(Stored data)
=== Begin Enclosure ===

PR #218, opened 2023-11-09
[ENH] Return human-readable labels (if available) as well as term IDs from `/attributes/{data_element_URI}`

### LINKED ISSUE #217: Update `/attributes/{data_element_URI}` to return both terms AND labels
- Should be able to use the term lookup file created by API on startup for each vocab (for now, just the Cognitive Atlas)

Response from the endpoint will change from this:
```json
{
  "nb:Diagnosis": [
     "snomed:trm12345",
     "snomed:trm23456",
     "snomed:trm34567",
  ] 
}
```

to this:
```json
{
  "nb:Diagnosis": [
     {"TermURL": "snomed:trm12345", "Label": "my term 1"},
     {"TermURL": "snomed:trm23456", "Label": "my term 2"},
     {"TermURL": "snomed:trm34567", "Label": "my term 3"},
  ] 
}
```

alyssadai:
- Closes #217 

Endpoint now returns a dictionary in this format, representing terms of a given class that are used in the graph:
```json
{
  "nb:Assessment": [
     {"TermURL": "cogatlas:trm12345", "Label": "my term 1"},
     {"TermURL": "cogatlas:trm23456", "Label": "my term 2"},
     {"TermURL": "cogatlas:trm34567", "Label": "my term 3"},
  ]
}
```

New logic has been added such that:
  - if a found term for a given data element has an **unrecognized namespace** in it, it will not be processed + returned to the user by the endpoint (but API will emit a warning in the console)
  - if the data element passed to this endpoint **does not have a vocabulary lookup** available (i.e., nowhere to check term-label mappings), just return the IDs of the term instances themselves
  - if a found term for a given data element **has a vocabulary lookup available, but the term itself is not found in the lookup file**, just return the term ID

and tests!!!

## Checklist

- [x] Tests pass
- [x] Checks pass

For new features:
- [ ] Tests have been added

For bug fixes:


app/api/crud.py
```diff
@@ -177,28 +178,62 @@ async def get(
...
+        # First, check whether the found instance of the data element contains a recognized namespace
+        if util.is_term_namespace_in_context(term_url):
+            # Then, check if we have a vocab lookup available to get the human-readable label for the term
+            if term_labels_path is not None:
+                # If so, attempt to get the label for the term
+                term_label = vocab_term_lookup.get(
+                    util.strip_namespace_from_term_uri(term_url), None
+                )
+            else:
+                term_label = None
```
surchs, line 220: could we replace that by having an `else` statement above for when `term_labels_path is not None` and then just setting `vocab_term_lookup = {}`?

app/api/utility.py
```diff
@@ -251,7 +251,56 @@ def create_terms_query(data_element_URI: str) -> str:
...
+    Returns
+    -------
+    str
+        The unique term ID.
+    """
+    if has_prefix:
+        for prefix in CONTEXT:
+            if prefix in term:
+                return term.replace(prefix, "")
+    elif not has_prefix:
```
surchs, line 294: :cherries: 
```suggestion
    else:
```

app/api/utility.py
```diff
@@ -251,7 +251,56 @@ def create_terms_query(data_element_URI: str) -> str:
...
+        A controlled term URI.
+    has_prefix : bool, optional
+        Whether the term URI includes a namespace prefix (as opposed to the full namespace URI), by default False.
+
+    Returns
+    -------
+    str
+        The unique term ID.
+    """
+    if has_prefix:
```
surchs, line 290: if we already know that this has a prefix, would there ever be a case where we have more than one `:` (e.g. `cogatlas:MyHappyValueIs:42`)? Because if not, why don't we just split the prefix off and then search for it directly?

surchs (approved):
nice PR @alyssadai :tada: !

I left some smaller comments, take a look. And then :cook:

PR #228, opened 2023-11-23
[ENH] Add support for endpoint that will return `nb:Diagnosis` options from SNOMED

### LINKED ISSUE #211: Update vocabulary path to parse and return `nb:Diagnosis` options
Add workflow for the path `/attributes/nb:Diagnosis/vocab` that:
- [x] Reads in a file of SNOMED diagnosis term-label mappings (downloaded from Athena) on startup + creates a lookup file
  - a copy should probably be stored in the repo for now, under https://github.com/neurobagel/api/tree/main/vocab/backup_external
  - The diagnosis term-label mappings can be found here https://github.com/neurobagel/annotation_tool/blob/main/static/diagnosisTerms.json
- [x] Processes the mappings into a `VocabLabelsResponse` object
- [x] append the missing terms (see below) to the SNOMED-CT .json dump
  - already done in .json used by annotation tool
- [x] update the code snippet in https://github.com/neurobagel/planning/issues/52 to also include the appended terms that are missing, so it is re-executable
- ~Allows only password-authenticated users to access that endpoint~

Other TODO:
- [x] wrap requests to external vocab APIs in a `try-except` for httpx network errors (currently, if the network connection cannot be established if, e.g. the internet is down, an exception is raised and the app cannot start)
  - [x] if catch is hit, raise informative warning and use local copy of vocab file

alyssadai:
- Closes #211 

- Added JSON dump of SNOMED CT disorder terms
- On startup, app will now read in the file of SNOMED diagnosis terms and store a lookup file where entries are in the format `<id>:<name>`
- Implemented logic for `/attributes/nb:Diagnosis/vocab` which loads + processes the lookup file contents into a `VocabLabelsResponse` object
- Added graceful exception handling for network errors encountered when requesting external vocabs on startup (cogatlas)

## Checklist

- [x] Tests pass
- [x] Checks pass

For new features:
- [x] Tests have been added

For bug fixes:

### DIFF
--- a/app/api/crud.py
+++ b/app/api/crud.py
@@ -275,11 +275,11 @@ async def get_controlled_term_attributes() -> list:
     return results_list
 
 
-async def get_term_labels_for_cogatlas(
-    term_labels_path: Path,
+async def get_term_labels_for_vocab(
+    term_labels_path: Path, vocabulary_name: str, namespace_prefix: str
 ) -> VocabLabelsResponse:
     """
-    Returns the term-label mappings along with the vocabulary namespace details for the Cognitive Atlas Task vocabulary.
+    Returns the term-label mappings along with the vocabulary namespace details for the specified vocabulary.
 
     Returns
     -------
@@ -288,8 +288,8 @@ async def get_term_labels_for_cogatlas(
     term_labels = util.load_json(term_labels_path)
 
     return VocabLabelsResponse(
-        vocabulary_name="Cognitive Atlas Tasks",
-        namespace_url=util.CONTEXT["cogatlas"],
-        namespace_prefix="cogatlas",
+        vocabulary_name=vocabulary_name,
+        namespace_url=util.CONTEXT[namespace_prefix],
+        namespace_prefix=namespace_prefix,
         term_labels=term_labels,
     )
--- a/app/api/routers/attributes.py
+++ b/app/api/routers/attributes.py
@@ -13,9 +13,18 @@ async def get_term_labels_for_vocab(
 ):
     """When a GET request is sent, return a dict containing the name, namespace info, and all term ID-label mappings for the vocabulary of the specified variable."""
     if data_element_URI is DataElementURI.assessment:
-        return await crud.get_term_labels_for_cogatlas(
-            term_labels_path=request.app.state.cogatlas_term_lookup_path
+        return await crud.get_term_labels_for_vocab(
+            term_labels_path=request.app.state.cogatlas_term_lookup_path,
+            vocabulary_name="Cognitive Atlas Tasks",
+            namespace_prefix="cogatlas",
         )
+    else:
+        if data_element_URI is DataElementURI.diagnosis:
+            return await crud.get_term_labels_for_vocab(
+                term_labels_path=request.app.state.snomed_term_lookup_path,
+                vocabulary_name="SNOMED CT",
+                namespace_prefix="snomed",
+            )
 
 
 @router.get("/{data_element_URI}")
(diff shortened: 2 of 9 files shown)


rmanaem (approved):
Thanks for the PR @alyssadai! Everything looks good. I just left a suggestion and a question, please take a look and then :cook:

app/api/crud.py
```diff
@@ -275,11 +275,11 @@ async def get_controlled_term_attributes() -> list:
     return results_list
 
 
-async def get_term_labels_for_cogatlas(
-    term_labels_path: Path,
+async def get_term_labels_for_vocab(
+    term_labels_path: Path, vocabulary_name: str, namespace_prefix: str
```
surchs, line 279: :tada:

app/api/routers/attributes.py
```diff
@@ -12,10 +12,19 @@ async def get_term_labels_for_vocab(
...
-    if data_element_URI is DataElementURI.assessment:
-        return await crud.get_term_labels_for_cogatlas(
-            term_labels_path=request.app.state.cogatlas_term_lookup_path
+    if data_element_URI == DataElementURI.assessment:
+        return await crud.get_term_labels_for_vocab(
+            term_labels_path=request.app.state.cogatlas_term_lookup_path,
+            vocabulary_name="Cognitive Atlas Tasks",
+            namespace_prefix="cogatlas",
         )
+    else:
```
surchs, line 21: I think this `else` is not needed here.

It's a (relatively) new language feature, but you could also take a look at https://peps.python.org/pep-0634/#the-match-statement

app/api/routers/attributes.py
```diff
@@ -30,6 +39,9 @@ async def get_terms(
 
     if data_element_URI == DataElementURI.assessment:
         term_labels_path = request.app.state.cogatlas_term_lookup_path
+    else:
```
surchs, line 42: is there are reason you add the `else` here?

surchs (commented):
I somehow missed the previous review. Just adding my comments here in case it helps

app/api/routers/attributes.py
alyssadai: Hm, I think you're right that it's not actually needed!

app/api/utility.py
```diff
@@ -369,26 +369,38 @@ def fetch_and_save_cogatlas(output_path: Path):
...
+                """
+            )
+            # Use backup copy of the raw vocabulary JSON
+            vocab = load_json(BACKUP_VOCAB_DIR / "cogatlas_task.json")
+    except httpx.NetworkError as exc:
         warnings.warn(
-            f"""
-            The API was unable to fetch the Cognitive Atlas task vocabulary (https://www.cognitiveatlas.org/tasks/a/) from the source and will default to using a local backup copy of the vocabulary instead.
+            f""""
+            Fetching of the Cognitive Atlas task vocabulary (https://www.cognitiveatlas.org/tasks/a/) from the source failed due to a network error.
```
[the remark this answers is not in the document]
alyssadai: I don't think so! `NetworkError` falls under the `RequestError` umbrella, which is separate from `HTTPStatusError` (which is what's raised by the `raise_for_status` call suggested by your other comment; see https://www.python-httpx.org/quickstart/#exceptions / https://www.python-httpx.org/exceptions/#exception-classes). `NetworkError` specifically includes problems establishing a network connection, so this `except` allows the API to still start up even if the user isn't connected to the internet. `raise_for_status`/`HTTPStatusError` covers cases where the request has gone through, whereas to my understanding, when `NetworkError`s arise, there's no response attribute (and so no status code).

That said, I can try to rewrite this bit to except _both_ `HTTPStatusError` (using `raise_for_status()`) and `NetworkError`. I think it should give me the same behaviour as the code currently.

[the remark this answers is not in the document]
alyssadai: So after some testing, I think I will keep the current syntax for now as switching to using `raise_for_status()` also requires more complicated mocking of the `httpx` functions in tests, which I think is not necessarily worthwhile for now as checking the status code directly serves the same purpose.

Happy to revisit this in the future if we need more complex exception handling/flow control!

=== End Enclosure ===

▶ [Problem to solve]
From the entries above, list each line with "None" in it.

▶ [Result of this exercise]
+            if term_labels_path is not None:
+                    util.strip_namespace_from_term_uri(term_url), None
+                term_label = None
surchs, line 220: could we replace that by having an `else` statement above for when `term_labels_path is not None` and then just setting `vocab_term_lookup = {}`?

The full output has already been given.